On Mar 5, 2019, at 9:14 AM, Mathias Stearn <redbeard0531+isocpp@gmail.com> wrote:



On Tue, Mar 5, 2019, 11:19 AM Gabriel Dos Reis via Modules <modules@lists.isocpp.org> wrote:


> On Mar 5, 2019, at 8:12 AM, Ben Craig <ben.craig@ni.com> wrote:

>
> I think the textual inclusion format will still be very useful to distribution and caching tools though, as they don't need to understand the code. 

I'd suggest using a term like "single stream format" rather than "textual inclusion format". It emphasizes what is important (ability to losslessly transit from stdout to stdin, transmit over the network, hash and cache, etc) and avoids confusion with #include style textual inclusion.

There is an additional use case for this format that I've been considering, although it is quite a bit less baked. We could use it as a replacement for "umbrella headers" as a distribution/consumption format. So each library will ship just two or three files, a binary library file with ELF/PE/MACH-O symbols (possibly both static and dynamic files), and an "interface" file that contains source for all of the module interfaces. Optionally, platforms could even define a way to combine that file into dynamic and static libs, so we can have the ideal of single-file library distribution format. By combining all of the internal module interfaces into a single file (even if separate from the binary lib), it insulates consumers from the internal structure of the module.

See my 2015 CppCon presentation (near the end) :-)

— Gaby

It should also be a nice perf boost on platforms where opening files is expensive because it can reduce the number of opened files by over 100x.

Those tools frequently lean on the compiler's preprocessor today, and don't know how to do include lookups.

I don’t know there is an actual spec of such flattened text file that isn’t at least as involved as the module spec - if not more involved.

I think one simple solution would be to just use an existing format designed for this purpose such as tar or zip. ar may be a low-friction choice because build tools already need to know how to handle it to work with static libraries (I was surprised to learn today that it is also the format used for windows .lib files!) However something like zip is better because it has a centralized index so you don't need to scan the whole file to figure out where each sub-file is. To aid in name-mapping it may be best to just directly use the module names where these formats would normally use file names, so that no translation needs to occur.

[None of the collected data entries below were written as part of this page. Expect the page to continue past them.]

PR #331, opened 2026-08-10
fix: six onboarding barnacles found running slop-mop cold on a stranger's repo

ScienceIsNeato:
We onboarded **`botingw/rulebook-ai`** (MIT, ~8k LOC Python, 603★, *already* running ruff + mypy + pytest + CI) as a case-study subject. The run never reached a plan — it hit six real product problems first. This PR fixes all six and keeps the evidence.

Every fix was verified against the live repro, not just unit tests.

## The two that shaped the first-run experience

**#1 — Vendored copies multiplied findings 5–7×.** rulebook-ai distributes tool-starter templates, so `tool_starters/llm_api.py` exists as **7 byte-identical copies** (verified by md5). Every gate reported the same defect once per copy: 1 unused import → 5 findings, 1 oversized function → 7, 1 placeholder string → 7 "potential secrets". **~57 reported for ~20 real problems** — landing squarely on the impression that decides whether someone keeps using the tool.

`checks/duplicate_files.py` collapses findings whose files are byte-identical (size + sha256) *and* that share a line and message. Survivor keeps the shortest path and gains `[also in N identical copies of this file]`. Hooked in the executor, so one place fixes every gate. **Deliberately conservative:** a file that diverged by one byte, two different messages on the same line, and unreadable/absent/huge files are never merged — hiding a genuinely divergent bug would be worse than noise.

**#2 — The grade never moved.** The letter counts failing *gates*, so a legacy repo sits at F (4+ failing) through an enormous amount of real work. Our own pass cleared 3 gates and 65% of findings with the grade unmoved — which reads as "nothing happened" to exactly the inherited-codebase user `sm refit` exists to serve.

`HullGrade` now carries `findings` + `previous_findings`/`findings_delta`, rendering as `F — scuttled · 20 findings (down 37)`. **The letter itself is untouched** — the Action's `minimum-grade` input depends on that contract, so the new numbers ride alongside rather than shifting any boundary. v3 swab/scour schemas extended to match.

## The four that blocked or misled

**#3 — Refit hard-blocked by patch drift.** `black 26.5.0` vs a `26.5.1` pin made `sm refit --start` refuse to run. A user one patch behind couldn't onboard at all. Version drift now **WARNs**; missing tools and validator rejects still **FAIL** (they genuinely can't run).

**#4 — Refit demanded you justify init's own choices.** `sm init` disables gates by its own detection, then `refit --start` listed those as pending and refused to plan until each was approved *or given a bug reference*. init now stamps `disabled_by: "init"|"user"`, and refit auto-accepts the tool-owned ones. Unknown provenance (hand-edited configs) still asks — the safe direction.

**#5 — A gate failed with zero findings.** `missing-annotations` reported `FAILED: 0 type error(s) found` with empty output whenever mypy exited non-zero for a *non-type* reason — here, duplicate module names caused by #1's vendored copies. Now a could-not-run **ERROR** carrying mypy's own words (`Duplicate module named "llm_api"`) and its suggested resolutions. Genuine type errors still FAIL.

**#6 — Inconsistent remediation guidance.** `ambiguity-mines` supports `exclude_dirs` but never said so, unlike its sibling `repeated-code`. Vendored copies should be excluded, not refactored; the hint now says that and prints the command.

## Evidence kept
`DOCS/case-studies/` holds the baseline/final scour artifacts and the full barnacle write-up with the refit progress log.

## Notes
- `#4`'s fix is narrow by design: refit still asks you to review each **enabled, runnable** gate. That's its core fidelity design, not the barnacle — the barnacle was justifying the tool's *own* disables.
- Suite **3,409** green. Along the way slop-mop blocked my own commits five times (code-sprawl, four type-annotation gaps) — every one a real defect in the patch.

## Summary

- Collapse findings from byte-identical files.
- Add finding counts and deltas without changing hull grades.
- Change tool version drift from `FAIL` to `WARN`.
- Track `sm init` gate-disable provenance for `refit`.
- Report non-type mypy failures as errors with diagnostic output.
- Improve `ambiguity-mines` guidance for `exclude_dirs`.
- Add case-study documentation, schemas, and focused tests.


ScienceIsNeato:
[fixed_in_code] Fixed in bde3363: the group key is now (content_hash, line, column, rule_id, message) — two diagnostics sharing a line and message text but differing in column or rule are kept separate. Tests added for both distinctions.

ScienceIsNeato:
[fixed_in_code] Fixed in bde3363: the merged Finding carries its group's earliest original position, so survivors stay in place instead of sinking to the end. test_survivor_keeps_its_original_position covers it.

ScienceIsNeato:
[fixed_in_code] Fixed in bde3363 (same change as the ordering thread): ordering is now computed from the earliest position within each group rather than id() of the new object.

ScienceIsNeato:
[fixed_in_code] Fixed in bde3363: paths are resolved and checked with relative_to(project_root); anything escaping the root is never hashed. test_paths_escaping_project_root_are_never_hashed covers both the '..' and absolute-path cases.

ScienceIsNeato:
[fixed_in_code] Fixed in bde3363: the cache-hit return now passes through the same collapse, so caches written before this existed no longer surface duplicates or inflated counts. The operation is idempotent.

ScienceIsNeato:
[fixed_in_code] Fixed in bde3363: a non-green gate with no structured findings now counts as 1 rather than 0, so a failing run can never render 'F — scuttled · 0 findings'. Test added.

ScienceIsNeato:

I worry that we may be creating a more complex problem than the issue we are set to address.

That is fair. However, this is currently a feature we have now, with gcc's -fdirectives-only and clang's -frewrite-includes. Many tools are designed to take advantage of this ability, so it would be nice if we can provide something similar in modules-land. And as stated above, I think if done well, it will provide some nice advantages even in a future fully modularized world, without adding too much complexity.